## Provided entries
PR #250, opened 2021-04-01
nameof expressions alternative

jskeet:
This is an alternative to #10, which builds on that.

### DIFF
--- a/standard/expressions.md
+++ b/standard/expressions.md
@@ -1122,6 +1122,7 @@ primary_no_array_creation_expression
     | checked_expression
     | unchecked_expression
     | default_value_expression
+    | nameof_expression    
     | anonymous_method_expression
     ;
 ```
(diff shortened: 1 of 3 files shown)


Nigel-Ecma (approved):
LGTM, drops some questionable (to me) bits from the MS source :-)

standard/expressions.md
```diff
@@ -2314,7 +2315,88 @@ If the *type* in a *default_value_expression* evaluates at run-time to a referen
...
+
+> *Example*: The following illustrates the results of various `nameof` expressions, assuming a generic type `List<T>` declared within the `System.Collections.Generic` namespace:
+> ```csharp
+> using System.Collections.Generic;
+> 
+> using TestAlias = System.String;
+> 
+> class Program {
+>    static void Main() {
+>       var point = (x: 3, y: 4);
```
KalleOlaviNiemitalo, line 2363: Tuple types are not part of C# 6.

jskeet: Well spotted, thanks! I'll leave this in *right now*, but before merging I'll add a commit to remove it, then create a PR to re-add it for C# 7. (We should potentially show the use of `point.Item1` as well.)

## Your task
Your task is to reproduce exactly the lines that begin with the one containing "KalleOlaviNiemitalo, line 2363: Tuple" and continue to the end of the data, both ends included.

## Answer to this task
KalleOlaviNiemitalo, line 2363: Tuple types are not part of C# 6.

jskeet: Well spotted, thanks! I'll leave this in *right now*, but before merging I'll add a commit to remove it, then create a PR to re-add it for C# 7. (We should potentially show the use of `point.Item1` as well.)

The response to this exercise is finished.